For the first time ever, the NZACA, the District Health Boards and the Ministry of Health agreed at the start of this year’s ARRC (Age-Related Residential Care) negotiations to work together in establishing and modelling cost pressures as they affect rest home providers.
NZACA chief executive Simon Wallace says this was done through a data collection process from the sector and all these costs were then modelled and agreed between parties.

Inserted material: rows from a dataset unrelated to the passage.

PR #2491, opened 2024-01-13
Add WSDCGQ11LM pairing tip: use nearby router to connect to

BrianHenryIE:
Add a tip to the pairing instructions.

These devices are notoriously bad for pairing.

After trying many, many times to pair one of these sensors, I was able to immediately pair it by selecting a specific Zigbee router device rather than using "All" or "coordinator". 

Screenshot 2024-01-13 at 11 14 33 AM

Screenshot 2024-01-13 at 11 14 43 AM


Koenkk:
Thanks!

PR #2497, opened 2024-01-17
Clarified token is cleartext

JsBergbau:
Added description that token is in cleartext, because I configure a lot with passwords and mainly you have to hash them. Using the word `token` instead of password here, confused me and I started to google a lot how to hash the password for the token. 

To avoid this hassle for others I've updated the docs.


Koenkk:
Thanks!

PR #3130, opened 2024-10-23
Improve documentation

roelzadh:
Couldn't get the dimmer reset to work unless I did a power cycle. For my bulbs this was not needed.


Koenkk:
Updated it a bit, thanks!

PR #3142, opened 2024-10-26
Phillips Hue Centris (4 spots white) - Added 929003808901.png

frest-de:
Phillips Hue Centris (4 spots white) - Added 929003808901.png


Koenkk:
Thanks!

PR #3149, opened 2024-10-27
Add picture for Philips Hue Go White and Color 1390780

oajns:
Add picture for Philips Hue Go White and Color 1390780


Koenkk:
Thanks!

PR #3164, opened 2024-10-30
Add Hue Datura Big

markuswebert:
Extend existing Datura description to include size information. Add description for new Datura Big. Copy over picture from Datura Small to Big.


Koenkk:
Thanks!

PR #3177, opened 2024-11-01
Hue Tento color 29,1cm and 54,2cm

hetisstephan:
Added pictures for Hue Tento color 29,1cm and 54,2cm
Model 929003823901: 54,2cm
Model 929003823501: 29,1cm


Koenkk:
Thanks!

PR #3181, opened 2024-11-02
Add device image for Hue Cher Pendant 929003054201

Basanites:
The image is just a duplicate of the already existing image for  4076131P6. 
As such it is not 500x500 but rather 150x150. 
Let me know if I should upload a 500x500 image instead. I did it this way to not have lots of different images for the "same" product.


Koenkk:
512x512 would be better indeed, could you also update the one of 4076131P6 ?

Koenkk:
jpg can stay, thanks!

PR #3215, opened 2024-11-13
Update Rodret documentation

LaurentvdBos:
Contrary to what the documentation states, I was able to bind my Rodret to a Zigbee group without problems. I also removed the superfluous sentence how to bind (if you add it back, please fix the `unbind` -> `bind` typo in the mqtt topic).

I suspect it is a firmware issue that hindered @lorenzspenger from binding it to groups in the past? I did not have to do a firmware update though, mine came with 1.0.47 out-of-the-box.


Koenkk:
Super! 😄

PR #3235, opened 2024-11-20
Update IH012-RT01.md

srett:
Add alternate method for how to fix device not updating occupancy anymore after battery swap.


Koenkk:
thanks!

PR #3241, opened 2024-11-22
Update BTH-RA.md

ondrejbaranek:
Added information how to create install code when the QR code is for Matter only, and the Zigbee Install code needs to be created manually.


Koenkk:
Thanks!

PR #3258, opened 2024-11-25
Added image for E2223 variant of IKEA INSPELNING smart plug

matban666:
This appears to be the UK version of the plug.


Koenkk:
Thanks!

PR #3259, opened 2024-11-25
Improving Gledopto Pro Controller images

pjxturner:
Better quality 512x512 png images for Gledopto **Pro** LED controllers - GL-C-003P (RGB), GL-C-006P (CCT), GL-C-007P (RGBW), GL-C-008P (RGBCCT) and GL-C-009P (Dimmer).
**Note**: A single-mode LED controller was never released by Gledopto for the GL-C-003P RGB Pro LED controller.  However, it is available as an option on their Multi-mode controllers, including GL-C-001P, GL-C-002P,GL-C-011P, GL-C-201P, GL-C-202P, GL-C-301P, which is why it is a valid Z2M device.  This image is just to represent what it would've looked like, consistent with the other single-mode Gledopto Pro controllers, rather than having a blank image.  The current image for a different model, so this is a better placeholder.


Koenkk:
Thanks!

PR #3260, opened 2024-11-25
Update Busch-Jaeger 6735/6736/6737 docs for Z2M 2.0

klada:
* Don't mention legacy payload anymore
* Remove note regarding switch entity (dropped in Z2M 2.0)


Koenkk:
Thanks!

PR #4059, opened 2025-08-22
 Adds Nova Digital ZTS-MM device image

Ryaryu:
Adding device image as requested in https://github.com/Koenkk/zigbee-herdsman-converters/pull/9833#issuecomment-3214547329


Koenkk:
thanks!

PR #4061, opened 2025-08-23
Fix position of embedded images

Barokai:
On some lower resolutions, the images have some words in the same line (left of the image).
Moving the images to their own paragraph avoids this.

Screenshot of issue:
image


Koenkk:
Thanks!

PR #4062, opened 2025-08-23
Update zboss.md for ESP32-C6 firmware

diepeterpan:
Fix ESP32-C6 image and add information on more recent build with stability fixes.


Koenkk:
thanks!

PR #4067, opened 2025-08-25
Add T2 E26 device image

ds-sebastian:
Added image for the T2_E26 version which is nearly identical to the E27 version


Koenkk:
Thanks!

PR #4097, opened 2025-09-02
Added picture for mill gen 4 panel heaters

rurudev:


Koenkk:
Make sure that:
- The background is transparent (use e.g. [Adobe remove background](https://new.express.adobe.com/tools/remove-background))

Koenkk:
Thanks!

PR #4098, opened 2025-09-02
Update BSIR-EZ.md

nachonam:
Set switch 8 to OFF, otherwise the device left the network before adding to HA


nachonam:
Tested with RBSH-OS-ZB-EU model

Koenkk:
Thanks!

PR #4100, opened 2025-09-02
Add Sonoff plus vendor flashing instructions using web

KodeZ:
Added a new vendor flashing option for the Sonoff plus dongle. This was recommended on their website as the fastest option, and for me it surely was a seamless experience.


Koenkk:
Thanks!

PR #4106, opened 2025-09-04
fix: add cluster/cmd names in some docs

Nerivec:
Fixes https://github.com/Nerivec/zigbee2mqtt-windfront/issues/222


Koenkk:
Thanks!

PR #4111, opened 2025-09-05
add more pairing information for Bosch BSIR-EZ

fthiery:
Took me a while to find the information of how to re-set the device to pairing mode, so i propose adding initial status info and re-pairing instructions


Koenkk:
Thanks!

PR #4129, opened 2025-09-09
AD-RGBWH3001

pyrodex:
Adding new bulb that is not identified but so far fully works. 

Purchased from Amazon.

https://a.co/d/gL1qKVv


Koenkk:
Could you make the image 500x500 and make sure it has a transparent background?

pyrodex:
> Could you make the image 500x500 and make sure it has a transparent background?

Is this better? If so I'll resubmit it. 
AD-RGBWH3001

Koenkk:
This looks stretched, I would keep the original image and change the canvas size.

PR #4138, opened 2025-09-10
Add Hue A60 E27

agalera:


Bjk8kds:
Please make the background transparent.
You could use the [Adobe Express Remove Background tool](https://new.express.adobe.com/tools/remove-background) to make the background transparent.

agalera:
good point, fixed!

Koenkk:
Thanks!

PR #4140, opened 2025-09-10
Update MOSZB-153.md

irekzielinski:
added reset instructions as per this page:
https://help.frient.com/en/frient/motion-sensor-2-pet-6bf9ad/t/clhyldpqn07jdks0vlpybp6cb

those are not immediately obvious, so worth adding


Koenkk:
Thanks!

PR #5337, opened 2026-07-18
Set 4-space indent for GitHub YAML files

Rotzbua:
Update `.editorconfig` to apply `indent_size = 4` for `.github/**.yml` files as currently used.

This keeps GitHub workflow/config YAML formatting consistent.


Koenkk:
thanks!

PR #5347, opened 2026-07-20
Update FPS-4-1-00 image and add humidity notes

nthiers:
## Summary
- Replace the NodOn FPS-4-1-00 device image with an updated official product render.
- Add a `## Notes` entry warning that the exposed `humidity` value is not reliable (the onboard humidity sensor does not function correctly on this model) — only `temperature` should be trusted.

## Test plan
- [x] Image is 512x512, consistent with other device images.
- [x] Notes section keeps the required `Notes BEGIN`/`Notes END` markers, uses no h1/h2 headings, no raw HTML tags.


Koenkk:
Thanks!

PR #5351, opened 2026-07-22
Replace AOYAN AY301Z image

zyjsmile857:
Replace the AOYAN AY301Z device image with the updated product image.\n\nImage file: public/images/devices/AY301Z.png


Koenkk:
thanks!

PR #5354, opened 2026-07-23
Add device picture for NodOn SEM-4-3-20

nthiers:
Device picture for the NodOn SEM-4-3-20 three-phase energy meter, added ahead of zigbee-herdsman-converters#12752.


Koenkk:
Thanks!

PR #5370, opened 2026-07-30
add docker-compose example with EMQX

id:
Adds an external end-to-end Docker Compose example that runs Zigbee2MQTT with EMQX as its MQTT broker. The current Docker guide covers Zigbee2MQTT itself but assumes a broker is already available.

Disclosure: I authored the linked guide and work for EMQ. This does not change Zigbee2MQTT’s Mosquitto recommendation.


Koenkk:
thanks!

PR #5382, opened 2026-08-03
Add notes about device endpoint configuration

fst-dresden-elektronik:
Added notes section explaining device endpoint behavior based on DIP switch configuration.


Koenkk:
thanks!

PR #5402, opened 2026-08-12
Update OWON DWS312 device image

jacky202509:
Update the OWON DWS312 device image.

DWS332-E is the current replacement model for DWS312 and shares the same device definition through whiteLabel. Since DWS312 is no longer manufactured, update the shared image to the current model image.


Koenkk:
Thanks!

PR #5407, opened 2026-08-14
Revise pairing instructions for Range Extender Zi

GeVanCo:
Updated instructions for pairing the Range Extender Zi, including button press duration and LED behavior.


Koenkk:
thanks!

PR #5410, opened 2026-08-14
Image and docs note for 929004296801

reeett:
Adding Image and docs note for 929004296801 Hue wired wall switch module 2 channel


Koenkk:
thanks!

PR #5413, opened 2026-08-15
Update SBHT-103C.md

buz-ch:
Explain how Zigbee Clock Sync can be activated

Have validated the process on a newly unpacked device.


Koenkk:
Thanks!

PR #5418, opened 2026-08-18
feat: add usage troubleshooting page

Nerivec:
Been repeating some of this quite a lot recently, figured a docs page for the most common troubleshoots might be better. Might also stop AIs from giving crappy/convoluted answers (at least a little...).
I moved some paragraphs that were stashed in the crash page for lack of better place, which there now is.

I suggest we keep this page to _most_ common issues. And also do not add device-specific ones (which as mentioned at top of page, should be in device-specific pages).
We should not put links to issues in there, if necessary, we should add a recap instead (issues often contain off-topic/outdated, that will just confuse).
I also don't think we should put temporary issues in there; that will just confuse again (including search engines/AIs).

There's probably more stuff that could be moved to this new page, but we can do that as someone stumbles on it :grimacing: 

CC: @andrei-lazarov


andrei-lazarov (approved):
Very nice 🙂 This was really needed

Koenkk:
Nice, thanks!

PR #1207, opened 2025-04-10
Changed np.atan2() to np.arctan2() arcs.py

### LINKED ISSUE #1206: np.atan2() vs. np.arctan2() in grid/arcs.py
I was curious whether there is a reason to use np.atan2() as opposed to np.arctan2() here:
https://github.com/UXARRAY/uxarray/blob/ca64f4eb472c5a30b23e734b37878601b3db7f1c/uxarray/grid/arcs.py#L369
Perhaps it would be a very simple way to maintain backwards-compatibility by using the latter?

I was running the non-conservative UxDataArray.zonal_mean() on v2025.3.0 with numpy 1.26.4 (trying to figure out how to solve numpy update dependency issues), which gave the error
`AttributeError: module 'numpy' has no attribute 'atan2'. Did you mean: 'arctan2'?`

jpan84:
Closes #1206

This calls the equivalent underlying function but maintains backwards-compatibility with older numpy versions that didn't have atan2().

### DIFF
--- a/uxarray/grid/arcs.py
+++ b/uxarray/grid/arcs.py
@@ -366,6 +366,6 @@ def compute_arc_length(pt_a, pt_b):
     rho = np.sqrt(1.0 - z1 * z2)
     cross_2d = x1 * y2 - y1 * x2
     dot_2d = x1 * x2 + y1 * y2
-    delta_theta = np.atan2(cross_2d, dot_2d)
+    delta_theta = np.arctan2(cross_2d, dot_2d)
 
     return rho * abs(delta_theta)
--- a/uxarray/grid/coordinates.py
+++ b/uxarray/grid/coordinates.py
@@ -53,7 +53,7 @@ def _xyz_to_lonlat_rad_no_norm(
         Latitude in radians
     """
 
-    lon = np.atan2(y, x)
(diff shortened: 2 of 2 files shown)


philipc2:
We should change these too:

https://github.com/UXARRAY/uxarray/blob/ca64f4eb472c5a30b23e734b37878601b3db7f1c/uxarray/grid/coordinates.py#L56

https://github.com/UXARRAY/uxarray/blob/ca64f4eb472c5a30b23e734b37878601b3db7f1c/uxarray/grid/coordinates.py#L79

https://github.com/UXARRAY/uxarray/blob/ca64f4eb472c5a30b23e734b37878601b3db7f1c/uxarray/grid/coordinates.py#L781

jpan84:
I've changed the 3 instances in coordinates.py as well

philipc2 (approved):
Thanks for fixing this & bringing this to our attention!

rajeeja:
> `np.asin()` an `np.acos()` to preserve backward combability?

I think this is not needed unless we use very old ~10 yr old version of numpy.

rajeeja (approved):
Thanks fot the fixes. @jpan84

PR #1229, opened 2025-04-29
o Add healpix bilinear remapping

rajeeja:


aaronzedwick:
This should be helpful for the upcoming hackathon, thanks @rajeeja

docs/user-guide/remapping.ipynb
```diff
@@ -692,10 +692,40 @@
     ")"
    ]
   },
+  {
+   "cell_type": "markdown",
+   "id": "9ae38e84",
+   "metadata": {},
+   "source": [
+    "#### Also do a coarse HealPix grid and downsampling with it"
```
aaronzedwick, line 700: Can this be changed to something more like this:
"Here we also demonstrate downsampling to a coarse HealPix grid."

aaronzedwick (commented):
Thanks @rajeeja!

PR #1231, opened 2025-05-02
DRAFT: Support `ccrs.Geodetic` source projection, add Polygon plot to Grid 

### LINKED ISSUE #1230: HEALPix (maybe even others) connectivities and split visualizations have issues around the pole
### Version

v2025.04.0

Conda

### What happened?

Using UXarray to visualize some coarse resolution HEALPix grids, I notice some issues as follows:

1. Face edges do not seem like great circle arc in ours but the do in the easy.gems visualizations.

UXarray    
Image 

easy.gems
Image

3. There should be some issues around the Poles, which might be due to connectivity generation and/or periodic elements handling (Western faces being split but the Eastern ones, no splitting seems needed from easy.gems), but there does not seem to be issues with the actual corner nodes and face centers:

Image

Image

Image

Image

Image

Already clarified above I believe

```python
# Let us open a pretty coarse HEALPix grid because we will visualize it later
uxgrid = ux.Grid.from_healpix(zoom=0, pixels_only=False)

uxgrid.plot(
    periodic_elements="split",         
    projection=ccrs.Mollweide(),
    width=800,
    title="HEALPix, zoom=0")

# Other plotting code in the figures above can also be inspected here
```

philipc2:
Closes #1230

## Overview

- Adds support for using Cartopy's `Geodetic` projection as a source projection, allowing for better visualization of grids on the surface of a sphere and for handling splitting along the dateline: https://github.com/holoviz/geoviews/issues/107
- Using the Geodetic projection is especially useful for coarser grids where the distortion is more noticeable, and over the poles 
- Implements a `Grid.plot.polygons()` method that plots shaded polygons using the index of each face. 

### No Source Projection

image

### Geodetic Source Projection

image

### DIFF
--- a/test/test_plot.py
+++ b/test/test_plot.py
@@ -3,6 +3,7 @@ import uxarray as ux
 import holoviews as hv
 import pytest
 from pathlib import Path
+import cartopy.crs as ccrs
 
 current_path = Path(os.path.dirname(os.path.realpath(__file__)))
 
@@ -24,6 +25,7 @@ def test_topology():
         uxgrid.plot.mesh(backend=backend)
         uxgrid.plot.edges(backend=backend)
         uxgrid.plot.nodes(backend=backend)
+        uxgrid.plot.polygons(backend=backend)
         uxgrid.plot.node_coords(backend=backend)
         uxgrid.plot.corner_nodes(backend=backend)
         uxgrid.plot.face_centers(backend=backend)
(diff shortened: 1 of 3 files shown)


erogluorhan (changes requested):
This is great! Some thoughts on a few things though:

- The name `grid.plot.polygons()` can potentially be confused with our `polygons()` visualizations that plot data values based polygons instead. 
   - How about renaming it from `polygons` to something else? 
      - Just an idea: This is only for topology diagnostics purposes, right? Maybe something to emphasize this aspect better, which'd also help avoid confusions with the other polygons? e.g. `grid.plot.shade_faces()` , etc?
- In addition to renaming, if still needed, maybe also consider either adding a bigger emphasis on the purpose of this plotting function into the docstrings or displaying a warning message when this is called
- Values in the color bars in both cases of `fill` argument for this function do not make much sense, e.g. face indices being float, or those float values around 1 when it is polygons.

philipc2:
Closing this, as the `ccrs.GeoDetic()` projection is already supported. Will reopen an issue and PR with changes to documentation and/or usage if needed in the future.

“There was a lot of work that went into this, the end result being agreement on costs.”
Wallace says the 3.2% result, which in dollar terms is an injection of approximately $60 million into the sector, would not have been achieved without this collaborative work.
“The same process will be followed in future years and will I believe lead to more realistic and sustainable increases that reflect the real cost pressures facing rest home businesses. It was an example of bringing an evidence base to the negotiating table.”
However, the increase does not see aged care nurses achieving pay parity with RNs in public hospitals. Wallace says this is “a longer game”.
“But it does restore aged care nurses to the relativities that existed prior to the MECA that was signed with hospital nurses in August 2018. The NZACA will continue to lobby for aged care nurses to paid at relativity with their hospital counterparts,” he says.
Pay equity uplift prices for 2019-2020 have also been confirmed.
Of course pricing could take a different approach next year. The sector Funding Model Review has been completed by EY and is currently under review.
Wallace says the NZACA, like the other stakeholders involved, has seen the full 500-page report.
“There is a lot in the report about moving to an interRAI RUGS-based assessment, a rural adjuster, a turnover payment for short stay and respite care and acknowledgement of palliative, but nothing is set in stone as yet.”
All will become clear when the report is released later in July.